Another way you can build your DFA is by hand using some common sense. Take for example a finite automata that can parse either an identifier or a number. This of course isn't enough, since you most likely want to add comments too, but it'll give you an idea of the underlying structures.
A-Z space
->(Start)----->(I1)------->((Identifier))
| | ^
| +-+
| A-Z0-9
|
| space
+---->(N1)---+--->((Number)) <----------+
0-9 | ^ | |
| | | . 0-9 space |
+-+ +--->(N2)----->(N3)--------+
0-9 | ^
+-+
0-9
Some notes on the notation used, the DFA starts at the (Start) node and moves through the arrows as input is read from your file. At any one point it can match only ONE path. Any paths missing are defaulted to an "error" node. ((Number)) and ((Identifier)) are your ending, success nodes. Once in those nodes, you return your token.
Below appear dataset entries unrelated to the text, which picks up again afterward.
PR #8913, opened 2026-04-11
feat: add ability to pass docker build params in template

reedham-aws:

https://github.com/aws/aws-sam-cli/issues/8656

It had not been previously possible to pass in standard Docker arguments to the CLI build. While this isn't a big issue, it's a nice quality of life feature to add. One big feature this supports is using secrets in image builds.

Adds the ability to read extra parameters from the metadata of a SAM template, similar to how we already read build args that go into the Dockerfile. These parameters are then appended to the Docker/Finch CLI subprocess call.

## Usage Example
With a template like
```
    Metadata:
      Dockerfile: Dockerfile
      DockerContext: ./src
      DockerTag: latest
      DockerBuildExtraParams:
        - "--secret"
        - "id=demo,src=./secret.txt"
```

and a Dockerfile that has

```
RUN --mount=type=secret,id=demo
```

using `sam build --use-buildkit` will yield a build that uses the secrets defined in the file `./secret.txt`.

What SAM CLI is doing is running a command like `docker buildx build --secret id=demo,src=./secret.txt`.

Should have none because this is opt-in. Integration tests should confirm this.

#### Mandatory Checklist

- [x] Write/update unit tests
- [x] `make pr` passes
- [ ] Write documentation


reedham-aws:
I tested locally using a dockerfile that consumed a secret and confirmed that this allows users to pass any secrets file and pick it up using `--secret`. It worked as expected, consumed the secret, and did not leave a trace in the image layers.

roger-zhangg (approved):
LGTM

samcli/local/docker/image_build_client.py
```diff
@@ -135,6 +139,12 @@ def build_image(
         if target is not None:
             build_kwargs["target"] = target
 
+        if extra_params:
+            LOG.warning(
+                "DockerBuildExtraParams are not supported with the SDK build client and will be ignored. "
+                "Use --use-buildkit to enable CLI-based builds."
+            )
+
```
valerena, line 147: The only thing I'm not sure is that we don't allow this.. but of course at that point it wouldn't be just command line arguments. I just wondered if the name should be different to account for that and it didn't confuse users.  I think it's okay, but it just let me thinking.

valerena (approved):

samcli/local/docker/image_build_client.py
reedham-aws: You are right, and it's something I had considered. However, because of the way the SDK works and how BuildKit works, it's just not feasible without some rewrites. I will make sure the documentation is clear on this aspect.

PR #8941, opened 2026-04-28
fix: default to empty list for docker build extra params metadata

reedham-aws:
Integration tests are failing after: https://github.com/aws/aws-sam-cli/pull/8913.

https://github.com/aws/aws-sam-cli/actions/runs/25045806939/job/73360436775

Changes the default from `None` to an empty list to avoid trying to convert `None` to TOML.
```
Error: Unable to convert an object of <class 'NoneType'> to a TOML item
```

An empty list would be carried around, but that's not too different from the build args where there's an empty dictionary.

#### Mandatory Checklist

### DIFF
--- a/samcli/lib/samlib/resource_metadata_normalizer.py
+++ b/samcli/lib/samlib/resource_metadata_normalizer.py
@@ -191,7 +191,7 @@ class ResourceMetadataNormalizer:
             SAM_METADATA_DOCKERFILE_KEY: str(dockerfile_path.as_posix()),
             SAM_METADATA_DOCKER_CONTEXT_KEY: str(asset_path),
             SAM_METADATA_DOCKER_BUILD_ARGS_KEY: metadata.get(ASSET_DOCKERFILE_BUILD_ARGS_KEY, {}),
-            SAM_METADATA_DOCKER_BUILD_EXTRA_PARAMS_KEY: metadata.get(ASSET_DOCKER_BUILD_EXTRA_PARAMS_KEY, None),
+            SAM_METADATA_DOCKER_BUILD_EXTRA_PARAMS_KEY: metadata.get(ASSET_DOCKER_BUILD_EXTRA_PARAMS_KEY, []),
         }
 
     @staticmethod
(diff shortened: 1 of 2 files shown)


reedham-aws:
https://github.com/aws/aws-sam-cli/actions/runs/25065781894

Edit: Integration tests that had been failing are now passing. Other failures are flaky.

samcli/lib/samlib/resource_metadata_normalizer.py
```diff
@@ -191,7 +191,7 @@ def _extract_image_asset_metadata(metadata):
             SAM_METADATA_DOCKERFILE_KEY: str(dockerfile_path.as_posix()),
             SAM_METADATA_DOCKER_CONTEXT_KEY: str(asset_path),
             SAM_METADATA_DOCKER_BUILD_ARGS_KEY: metadata.get(ASSET_DOCKERFILE_BUILD_ARGS_KEY, {}),
-            SAM_METADATA_DOCKER_BUILD_EXTRA_PARAMS_KEY: metadata.get(ASSET_DOCKER_BUILD_EXTRA_PARAMS_KEY, None),
+            SAM_METADATA_DOCKER_BUILD_EXTRA_PARAMS_KEY: metadata.get(ASSET_DOCKER_BUILD_EXTRA_PARAMS_KEY, []),
```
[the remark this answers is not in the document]
reedham-aws: Not concerned since this is caught in the integration tests. There are unit tests that test other aspects of this.

valerena, line 194: What's the difference between getting this in the `resource_metadata_normalizer` vs in the `app_builder.py` file?
https://github.com/aws/aws-sam-cli/blob/develop/samcli/lib/build/app_builder.py#L437

```
docker_build_extra_params = metadata.get("DockerBuildExtraParams", None)
```

should these two be consistent? (both `[]` by default?)

reedham-aws: The `resource_metadata_normalizer` path is for templates from CDK. `app_builder` is downstream and covers all cases. Theoretically, it's fine because the validation in `app_builder` covers this where it's `None`. The reason `None` was a problem is because for CDK it tries to generically convert fields to TOML, while we validate for `app_builder` to avoid this.

All that being said, I will change it just for consistency. It will work either way.

roger-zhangg (approved):

valerena (approved):

PR #43, opened 2024-03-18
fix(server): cors

MatejVukosav:
Fix cors issues while calling server from frontend.

First few calls without fix, and last one with the fix. 

Screenshot 2024-03-18 at 21 02 16


crates/server/src/lib.rs
```diff
@@ -1,9 +1,11 @@
 use std::net::{IpAddr, SocketAddr};
 
-use axum::Router;
+use axum::{http, Router};
 use tokio::sync::{mpsc, oneshot};
 use tracing::warn;
 
+use tower_http::cors;
```
miraclx, line 7: Please merge these sections

PR #44, opened 2024-03-18
feat: verify eth signature

MatejVukosav:
Verify eth signature functions.

### DIFF
--- a/crates/identity/src/auth.rs
+++ b/crates/identity/src/auth.rs
@@ -5,7 +5,7 @@ pub fn verify_peer_auth(keypair: &Keypair, msg: &[u8], signature: &[u8]) -> bool
     keypair.public().verify(msg, signature)
 }
 
-pub fn verify_eth_signature(account: String, message: String, signature: String) -> bool {
+pub fn verify_eth_signature(account: &str, message: &str, signature: &str) -> bool {
     let signature_bytes = match hex::decode(signature.trim_start_matches("0x")) {
         Ok(bytes) => bytes,
         Err(_) => return false,
@@ -31,7 +31,7 @@ pub fn verify_eth_signature(account: String, message: String, signature: String)
     }
 }
 
-pub fn eth_message(message: String) -> [u8; 32] {
+pub fn eth_message(message: &str) -> [u8; 32] {
     keccak256(
         format!(
             "{}{}{}",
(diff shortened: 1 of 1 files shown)


crates/identity/src/auth.rs
```diff
@@ -1,13 +1,68 @@
 use libp2p::identity::Keypair;
+use web3::signing::{keccak256, recover};
 
 pub fn verify_peer_auth(keypair: &Keypair, msg: &[u8], signature: &[u8]) -> bool {
     keypair.public().verify(msg, signature)
 }
 
+pub fn verify_eth_message(account: String, message: String, signature: String) -> bool {
```
xilosada: technically you  are verifying the signature

crates/identity/src/auth.rs
```diff
@@ -1,13 +1,68 @@
...
+            // Format the recovered public key as a hex string
+            let pubkey_hex = format!("{:02X}", pubkey);
+            // Compare the recovered public key with the account address in a case-insensitive manner
+            account.eq_ignore_ascii_case(&pubkey_hex)
+        }
+        Err(_) => false,
+    }
+}
+
+pub fn eth_message(message: String) -> [u8; 32] {
```
xilosada: str instead of String

crates/identity/src/auth.rs
```diff
@@ -1,13 +1,68 @@
 use libp2p::identity::Keypair;
+use web3::signing::{keccak256, recover};
 
 pub fn verify_peer_auth(keypair: &Keypair, msg: &[u8], signature: &[u8]) -> bool {
     keypair.public().verify(msg, signature)
 }
 
+pub fn verify_eth_signature(account: String, message: String, signature: String) -> bool {
```
xilosada: str's instead of Strings

Cargo.toml
```diff
@@ -50,6 +50,7 @@ owo-colors = "3.5.0"
 rand = "0.8.5"
 rocksdb = "0.22.0"
 sha2 = "0.10.8"
+semver = "1.0.22"
 serde = "1.0.196"
 serde_json = "1.0.113"
```
miraclx, line 58: let's move `sha2` past these, danke

```suggestion
semver = "1.0.22"
serde = "1.0.196"
serde_json = "1.0.113"
sha2 = "0.10.8"
```

crates/identity/src/auth.rs
```diff
@@ -1,13 +1,68 @@
 use libp2p::identity::Keypair;
+use web3::signing::{keccak256, recover};
```
miraclx, line 2: I'd be cautious of `web3` due to all the deps it pulls in.

I'd be happy to help here. But I think we can add custom impls of these methods. They're also just delegating to other dependencies anyway.

`keccak256` - https://github.com/tomusdrw/rust-web3/blob/eccb0aa0ba846f6831a6a0149e2e318073f60f2c/src/signing.rs#L186-L193
`recover` - https://github.com/tomusdrw/rust-web3/blob/eccb0aa0ba846f6831a6a0149e2e318073f60f2c/src/signing.rs#L139-L148

Can be done in a separate PR, so as not to block this.

MatejVukosav: I have just merged this 2 minutes before your comment. xd 
Anyhow we can come back to this later again.

miraclx: 😅 yeah, that's okay

PR #45, opened 2024-03-19
fix: config borrow

MatejVukosav:
Fix for 

```
 if let Some((path, handler)) = websocket::service(&config, node_events.clone())? {
   |                                                           ^^^^^^^ value borrowed here after partial move
```

### DIFF
--- a/crates/server/src/lib.rs
+++ b/crates/server/src/lib.rs
@@ -85,6 +85,12 @@ pub async fn start(
         }
     }
 
+    if !serviced {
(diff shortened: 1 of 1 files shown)


crates/server/src/lib.rs
```diff
@@ -94,6 +85,15 @@ pub async fn start(
         }
     }
 
+    app = app
```
miraclx, line 94: can you move it after the `serviced` check?

MatejVukosav: sure. done

PR #47, opened 2024-03-22
feat: implement JsonRpc server

fbozic:
- Implement "simple" JsonRpc server using plain axum
- Integrate server with the rest of the node

### DIFF
--- a/crates/server/src/jsonrpc.rs
+++ b/crates/server/src/jsonrpc.rs
@@ -149,3 +149,27 @@ pub(crate) async fn call(
         None => Ok(None),
     }
 }
+
+macro_rules! _mount_method {
+    ($request:ident -> Result<$response:ident, $error:ident>, $handle:path) => {
+        impl crate::jsonrpc::Request for $request {
+            type Response = $response;
+            type Error = $error;
+
+            async fn handle(
+                self,
+                state: std::sync::Arc<crate::jsonrpc::ServiceState>,
+            ) -> std::result::Result<Self::Response, crate::jsonrpc::RpcError<Self::Error>> {
+                match $handle(self, state).await {
+                    Ok(response) => Ok(response),
+                    Err(err) => match err.downcast::<Self::Error>() {
+                        Ok(err) => Err(jsonrpc::RpcError::MethodCallError(err)),
+                        Err(err) => Err(jsonrpc::RpcError::InternalError(err)),
+                    },
+                }
+            }
+        }
+    };
+}
+
+pub(crate) use _mount_method as mount_method;
--- a/crates/server/src/admin.rs
+++ b/crates/server/src/admin.rs
@@ -1,18 +1,14 @@
-use axum::{
-    http::StatusCode,
-    response::IntoResponse,
-    routing::{get, post},
-    Json, Router,
-};
-use base64::{engine::general_purpose::STANDARD, Engine};
+use axum::http::StatusCode;
+use axum::response::IntoResponse;
+use axum::routing::{get, post};
+use axum::{Json, Router};
+use base64::engine::general_purpose::STANDARD;
+use base64::Engine;
 use rand::{thread_rng, RngCore};
 use serde::{Deserialize, Serialize};
-use tower_http::{
-    services::{ServeDir, ServeFile},
-    set_status::SetStatus,
-};
-use tower_sessions::Session;
-use tower_sessions::{MemoryStore, SessionManagerLayer};
+use tower_http::services::{ServeDir, ServeFile};
+use tower_http::set_status::SetStatus;
+use tower_sessions::{MemoryStore, Session, SessionManagerLayer};
 use tracing::{error, info};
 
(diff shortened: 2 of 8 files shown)


crates/primitives/src/server.rs
```diff
@@ -55,3 +55,81 @@ pub enum WsCommand {
...
+    pub app_id: String,
+    pub method: String,
+    pub args_json: serde_json::Value,
+}
+
+#[derive(Serialize, Deserialize, Debug)]
+#[serde(untagged)]
+pub enum JsonRpcRequestParams {
+    Call(JsonRpcRequestParamsCall),
+}
```
miraclx:
```suggestion
#[serde(tag = "method", content = "params")]
pub enum JsonRpcRequestPayload {
    Call(JsonRpcRequestParamsCall),
}
```

crates/primitives/src/server.rs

So from the start, if your token starts with a letter, it HAS to continue with a bunch of letters or numbers and end with a "space" (spaces, new lines, tabs, etc). There is no backtracking, if this fails the tokenizing process fails and you can report an error. You should read a theory book on error recovery to continue parsing, its a really huge topic.
If however your token starts with a number, it has to be followed by either a bunch of numbers or one decimal point. If there's no decimal point, a "space" has to follow the numbers, otherwise a number has to follow followed by a bunch of numbers followed by a space. I didn't include the scientific notation but it's not hard to add.
Now for parsing speed, this gets transformed into a DFA table, with all nodes on both the vertical and horizontal lines. Something like this:
I1 Identifier N1 N2 N3 Number
start letter nothing number nothing nothing nothing
I1 letter+number space nothing nothing nothing nothing
Identifier nothing SUCCESS nothing nothing nothing nothing
N1 nothing nothing number dot nothing space
N2 nothing nothing nothing nothing number nothing
N3 nothing nothing nothing nothing number space
Number nothing nothing nothing nothing nothing SUCCESS
The way you'd run this is you store your starting state and move through the table as you read your input character by character. For example an input of "1.2" would parse as start->N1->N2->N3->Number->SUCCESS. If at any point you hit a "nothing" node, you have an error.
edit 2: the table should actually be node->character->node, not node->node->character, but it worked fine in this case regardless. It's been a while since i last written a compiler by hand.
1- Yes regex are good to implement the tokenizer. If using a generated tokenizer like lex, then you describe the each token as a regex. see Mark's answer.
2- The lexer is what normally tracks line/column information, as tokens are consumed by the tokenizer, you track the line/column information with the token, or have it as current state. Therefore when a problem is found the tokenizer knows where you are. Therefore when processing comments, as new lines are processed the tokenizer just increments the line_count.
In Lex you can also have parsing states. Multi-line comments are often implemented using these states, thus allowing simpler regex's. Once you find the match to the start of a comment eg '/*' you change into comment state, which you can setup to be exclusive from the normal state. Therefore as you consume text looking for the end comment marker '*/' you do not match normal tokens.
This state based process is also useful for process string literals that allow nested end makers eg "test\"more text".